I'm Rob, and I was diagnosed with Systemic Lupus five years ago. I have undergone a drastic personality change that is oftentimes odd, and hard for others to understand. I was an extrovert, owned my own business, and I was very social and engaged with others. After my diagnosis I had to close my business, my fiancee whom I'd been with for six years left. My friends stopped coming around, and I was very much alone suddenly.
I'm now a very guarded introvert. I have a difficult time talking to people, and I live in a self imposed isolation. I don't answer the phone, I don't invite people to my home, and my family says I have become very distant, and the "sparkle" in my eye and spring in my step are gone.
Many times I don't talk to people because I have fairly severe Cognitive Dysfunction or (brain fog), as we call it. It causes me to forget words, forget entire trains of thought in the middle of a conversation, and I tend to repeat myself alot because I forget what I just talked about. The best way to explain it, is that I've lost the ability to articulate myself to others.

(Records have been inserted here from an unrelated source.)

PR #315, opened 2017-12-23
[PLT-8173] updated documentation for creating incoming webhooks

lieut-data:
This documentation complements the changes to support https://github.com/mattermost/mattermost-server/pull/8002, exposing a Username and Profile Picture configuration for incoming webhooks to override the defaults.

See https://github.com/mattermost/mattermost-server/issues/7880 for the original ticket.

### DIFF
--- a/v4/source/webhooks.yaml
+++ b/v4/source/webhooks.yaml
@@ -26,10 +26,10 @@
               description:
                 type: string
                 description: The description for this incoming webhook
-              post_username:
+              username:
                 type: string
                 description: The username this incoming webhook will post as.
-              post_icon_url:
+              icon_url:
                 type: string
                 description: The profile picture this incoming webhook will use when posting.
       responses:
@@ -148,10 +148,10 @@
               description:
                 type: string
                 description: The description for this incoming webhook
-              post_username:
+              username:
                 type: string
                 description: The username this incoming webhook will post as.
-              post_icon_url:
+              icon_url:
                 type: string
                 description: The profile picture this incoming webhook will use when posting.
       responses:
--- a/v4/source/webhooks.yaml
+++ b/v4/source/webhooks.yaml
@@ -26,6 +26,12 @@
               description:
                 type: string
                 description: The description for this incoming webhook
+              post_username:
+                type: string
+                description: The username this incoming webhook will post as.
+              post_icon_url:
+                type: string
+                description: The profile picture this incoming webhook will use when posting.
       responses:
         '201':
           description: Incoming webhook creation successful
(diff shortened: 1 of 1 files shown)


v4/source/webhooks.yaml
```diff
@@ -26,6 +26,12 @@
               description:
                 type: string
                 description: The description for this incoming webhook
+              post_username:
```
lieut-data: See the complementing PRs, but I debated whether or not to just call this parameter `username` and `icon_url` vs. the `post_` prefixed versions here. I ended up picking the `Post` prefix to complement the `Post` in `EnablePostUsernameOverride`. Let me know if you agree!

enahum: what about override_username and override_icon_url?

lieut-data: Yes, I suppose that's another option as well. The configuration being called, "PostUsernameOverride", I had originally assumed that the entity being overridden was the "post username", until I found other code just using "override username", hence the uncertainty.

Your suggestion has the nice property of aligning with the parameter name used when posting to the webhook, making things at least consistent from the API perspective.

Let me know how you'd like to proceed and I'll make any necessary changes.

enahum: Yeah lets make the change ;)

lieut-data: Will do. Note that this will of course impact https://github.com/mattermost/mattermost-webapp/pull/514 and https://github.com/mattermost/mattermost-server/pull/8002, requiring a re-review. I'll ping all of these PRs once updated.

lieut-data: @enahum, looking more closely at the documentation again, I see that the parameter names used when posting a message via the incoming webhook are actually just `username` and `icon_url`. I think I had originally prefixed with `post_` when creating the integration so as to distinguish from some future model attribute, but I suspect that's not necessary.

Would you feel comfortable with converging on just `username` and `icon_url`, dispensing with both the `post_` and `override_` prefixes?

enahum: @jwilander thoughts? I’m thinking leaving it as override_ as we have that everywhere with the webhooks

lieut-data: Note that @crspeller kindly merged my approved reviews related to this change, so if we decide to change the name of this parameter, I'll open up new PRs as such.

jwilander: Yeah I'd prefer to converge on just `username` and `icon_url`. If you don't mind opening a new server PR to match, that would be great

lieut-data:
Looks like this build is failing on some newly expanded style checks (namely checking `*.js` instead of just `*.jsx`). I'm addressing some naming feedback from https://github.com/mattermost/mattermost-api-reference/pull/315 and will resolve as part of those changes.

lieut-data:
I've made the requested changes above, including updating the outstanding webapp PR and filing a new server PR, referenced above.

jwilander:
@enahum if this looks good to you, please approve

PR #316, opened 2018-01-02
PLT-8179: Add role get / update endpoints to API.

grundleborg:
First draft of API of phase 1 permissions APIs:
- Fetch roles individually.
- Fetch roles in bulk by name.
- Update roles to alter the permissions they grant.


v4/source/roles.yaml
```diff
@@ -0,0 +1,150 @@
+  '/roles/name/{role_id}':
+    get:
+      tags:
+        - roles
+      summary: Get a role
+      description: |
+        Get a role from the provided role id.
+        ##### Permissions
+        Requires an active session but no other permissions..
```
jwilander: Double period typo

v4/source/roles.yaml
```diff
@@ -0,0 +1,150 @@
...
+        '404':
+          $ref: '#/responses/NotFound'
+      x-code-samples:
+        - lang: 'Go'
+          source: |
+            import "github.com/mattermost/mattermost-server/model"
+            Client := model.NewAPIv4Client("https://your-mattermost-url.com")
+            Client.Login("email@domain.com", "Password1")
+
+            // GetChannel
```
jwilander: Comment is wrong here (and for the other examples), can probably just be removed

PR #318, opened 2018-01-04
[PLT-7793] Added /users/tokens endpoint

watadarkstar:
#### Summary

Adds a new endpoint `/users/tokens` to the documentation.

#### PR Links

- [Documentation PR](https://github.com/mattermost/mattermost-api-reference/pull/318)
- [Webapp PR](https://github.com/mattermost/mattermost-webapp/pull/496)
- [Server PR](https://github.com/mattermost/mattermost-server/pull/8038)
- [Redux PR](https://github.com/mattermost/mattermost-redux/pull/356)

#### Ticket Link

- [Jira](https://mattermost.atlassian.net/browse/PLT-7793)
- [Github](https://github.com/mattermost/mattermost-server/issues/7584#issuecomment-352808489)

#### Notes

`is_active` was missing from the definitions so I added it too.

#### Checklist
- [x] Copy `.yaml` from existing route
- [x] Add `/users/tokens/all`
- [x] Update tags, summary, description, permissions, params, responses
- [x] Test with `make build-v4` and copy into Swagger

### DIFF
--- a/v4/source/users.yaml
+++ b/v4/source/users.yaml
@@ -1197,7 +1197,7 @@
       description: |
         Get a list of user access tokens for a user. Does not include the actual authentication tokens. Use query paremeters for paging.
 
-        __Minimum server version__: 4.7
+        __Minimum server version__: 4.1
 
         ##### Permissions
         Must have `read_user_access_token` permission. For non-self requests, must also have the `edit_other_users` permission.
@@ -1231,7 +1231,7 @@
         '403':
           $ref: '#/responses/Forbidden'
   
-  /users/tokens/all:
+  /users/tokens:
     get:
       tags:
         - users
@@ -1239,7 +1239,7 @@
       description: |
         Get a list of all the user access tokens for all users. Does not include the actual authentication tokens. Use query paremeters for paging.
 
-        __Minimum server version__: 4.1
+        __Minimum server version__: 4.7
 
         ##### Permissions
         Must have `manage_system` permission.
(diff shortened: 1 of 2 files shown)


v4/source/users.yaml
```diff
@@ -1230,7 +1230,44 @@
           $ref: '#/responses/Unauthorized'
         '403':
           $ref: '#/responses/Forbidden'
+  
+  /users/tokens:
+    get:
+      tags:
+        - users
+      summary: Get all user access tokens for all users
```
jwilander: How about just 'Get user access tokens'?

v4/source/users.yaml
```diff
@@ -1230,7 +1230,44 @@
...
+      description: |
+        Get a list of all the user access tokens for all users. Does not include the actual authentication tokens. Use query paremeters for paging.
```
jwilander: And this to 'Get a page of user access tokens for users on the system. Does not include the actual authentication tokens. Use query parameters for paging.'

v4/source/users.yaml
watadarkstar: On phone but I think that's not correct. It should be: 'Get users' access tokens' if anything. One is getting all user access tokens for all users.

jwilander:
I think it make sense grammatically if 'user access token' is the object

watadarkstar:
@jwilander Fixed all your requests! 😄

PR #326, opened 2018-01-24
ICU-573 added encoded filename to api docs

stephenkiers:
Related to changes here : https://github.com/mattermost/mattermost-server/pull/8150

### DIFF
--- a/v4/source/files.yaml
+++ b/v4/source/files.yaml
@@ -30,7 +30,7 @@
           type: string
         - name: encoded_filename
           in: formData
-          description: An optional bool string, **true**, that tells the server if the filename was encoded before upload so that it can be decoded before saving **Minimum server version: 4.7**
+          description: An optional bool string, "true", that tells the server if the filename was encoded before upload so that it can be decoded before saving Minimum server version: 4.7
           required: false
           allowEmptyValue: true
           type: string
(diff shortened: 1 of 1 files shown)


hmhealey:
Adding @jwilander since he's master of the API. Any thoughts on whether or not we should use a query parameter for this instead of a field in the form data?

jwilander:
0/5 on form data vs query parameter in this case. If we already have form data, it's better to include this there as well IMO. The goal is to be easier on the API user and if they're already creating form data then they don't need to worry about adding query parameters as well but it's not a huge deal either way

v4/source/files.yaml
```diff
@@ -28,6 +28,12 @@
           required: false
           allowEmptyValue: true
           type: string
+        - name: encoded_filename
+          in: formData
+          description: An optional bool string that tells the server if the filename was encoded before upload so that it can be decoded before saving
```
jwilander: In the description can we add a note for the minimum server version this will be included in? Since we don't version the reference with each server release

Just a note like this `**Minimum server version: 4.7**` (assuming it'll be in for 4.7)

stephenkiers: Markdown doesn't seem to be supported. I simply added the message

PR #327, opened 2018-01-30
ABC-79: Add channel autocomplete endpoint

ccbrown:
See https://github.com/mattermost/mattermost-server/pull/8163

### DIFF
--- a/v4/source/channels.yaml
+++ b/v4/source/channels.yaml
@@ -588,6 +588,42 @@
         '404':
           $ref: '#/responses/NotFound'
 
+  '/teams/{team_id}/channels/autocomplete':
+    post:
+      tags:
+        - channels
+      summary: Autocomplete channels
+      description: |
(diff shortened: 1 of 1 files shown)


v4/source/channels.yaml
```diff
@@ -588,6 +588,42 @@
...
+          description: Team GUID
+          required: true
+          type: string
+        - name: name
+          in: query
+          description: Name or display name
+          required: true
+          type: string
+      responses:
+        '201':
```
jwilander: Should be a 200 I think

v4/source/channels.yaml
```diff
@@ -588,6 +588,42 @@
         '404':
           $ref: '#/responses/NotFound'
 
+  '/teams/{team_id}/channels/autocomplete':
+    post:
```
jwilander: Should be a GET, right?

ccbrown:
@jwilander Derp. Fixed.

PR #329, opened 2018-02-03
MM-9274- Added sort=status querystring option on Users

stephenkiers:


v4/source/users.yaml
```diff
@@ -105,7 +105,16 @@
...
-            Can be "", "last_activity_at" or "create_at". When left blank sorting is done by username. Must be used in conjunction with `in_team` and no other query parameters (exlcuding the paging parameters). **Minimum server version: 4.0**
+            Sort is only available in conjunction with certain options, exlcuding the paging parameters
+
+            ##### `in_team`
+            Can be "", "last_activity_at" or "create_at".
+            When left blank sorting is done by username.
+            __Minimum server version__: 4.0
+            ##### `in_channel`
+            Can be "", "status".
+            When left blank sorting is done by username. `status` will sort by User's current status (Online, Away, Offline, DND), the by Username.
```
jwilander: Typo here `the by Username` -> `then by Username`

v4/source/users.yaml
```diff
@@ -105,7 +105,16 @@
         - name: sort
           in: query
           description: |
-            Can be "", "last_activity_at" or "create_at". When left blank sorting is done by username. Must be used in conjunction with `in_team` and no other query parameters (exlcuding the paging parameters). **Minimum server version: 4.0**
+            Sort is only available in conjunction with certain options, exlcuding the paging parameters
```
hmhealey: I'm not sure I understand what this means. Can it or can't it be used with paging?

stephenkiers: plus the spelling (which was inherited). I will attempt to reword to be clearer

Issue #330, opened 2018-02-06
Update configuration misses parameters from documentation


Vaelor:
https://api.mattermost.com/#tag/system%2Fpaths%2F~1config%2Fget has no documented parameters

According to:
https://github.com/mattermost/mattermost-server/blob/master/api4/system.go#L113
it seems you need to drop a config object (not sure if a whole config?) into the body when doing this action, this is missing from the documentation.

PR #331, opened 2018-02-08
Add reference to config definition (#330)

Vaelor:


jwilander:
Nice catch, thanks @Vaelor !

PR #728, opened 2023-03-13
last_post_at timestamp should be int64

### LINKED ISSUE #727: Number format in yaml specifies integer type for last_post_at but returns int64
This is the same issue that was mentioned in #345 but I guess this `last_post_at` field (under `Channel`) was added later on.

patryk-s:
#### Summary

The `last_post_at` field under `Channel` is a timestamp. Therefore, it should be formatted as `int64`.

EDIT: Also fixed `last_password_update` and `last_picture_update` as [suggested below](https://github.com/mattermost/mattermost-api-reference/pull/728#pullrequestreview-1437032048)

#### Ticket Link

Fixes #727

### DIFF
--- a/v4/source/definitions.yaml
+++ b/v4/source/definitions.yaml
@@ -94,9 +94,9 @@ components:
         props:
           type: object
         last_password_update:
-          type: integer
+          type: int64
         last_picture_update:
-          type: integer
+          type: int64
         failed_attempts:
           type: integer
         mfa_active:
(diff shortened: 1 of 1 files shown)


marianunez (approved):
Thanks @patryk-s! 

I've also noticed that we may need to include this for `last_password_update` and `last_picture_update` of `User` as defined here: https://github.com/mattermost/mattermost-server/blob/0cb3a406da7a339cc47bb72e32106b24e13c2a9a/server/public/model/user.go#L91

Would you be open to include in this PR as well?

PR #732, opened 2023-04-17
Absolute paths in API Spec

lieut-data:
#### Summary
Switch to prefixing `/api/v4` explicitly on all API paths, allowing the dynamically pulled in Playbooks API to anchor itself at `/plugins/playbooks/api/v0` without ambiguity. Even without the Playbooks, this anchor allows us to more easily distinguish a potential `/api/v5` in the future.

Before:

image
image

After:

image
image

#### Ticket Link
None, but see https://github.com/mattermost/mattermost-server/pull/22989.

### DIFF
--- a/v4/source/introduction.yaml
+++ b/v4/source/introduction.yaml
@@ -642,6 +642,6 @@ x-tagGroups:
       - exports
       - usage
 servers:
-  - url: http://your-mattermost-url.com/api/v4
-  - url: https://your-mattermost-url.com/api/v4
+  - url: http://your-mattermost-url.com
+  - url: https://your-mattermost-url.com
 paths:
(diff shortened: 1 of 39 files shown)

I deal with depression on a regular basis.
Your wife could be experiencing some significant cognitive problems that are leading to her detachment and her turning her back on others. And, even without cognitive dysfunction, the constant pain and frustration of Lupus can leave a person with little or no energy. It grinds you down. There are no simple solutions for these problems. I try to interact with others as much as I can on my good days when my ability to communicate is at it's best. I also joined an online support group-this one. I talk to others here daily, and that helps me stay connected and open to interaction with others. I don't take any anti-depressants, but many people with Lupus do, and have good results.
Anyway, this is just one theory on what may be happening with your wife. I'm sure others will be along shortly with their thoughts and recommendations. Welcome to our group, and please make yourself at home.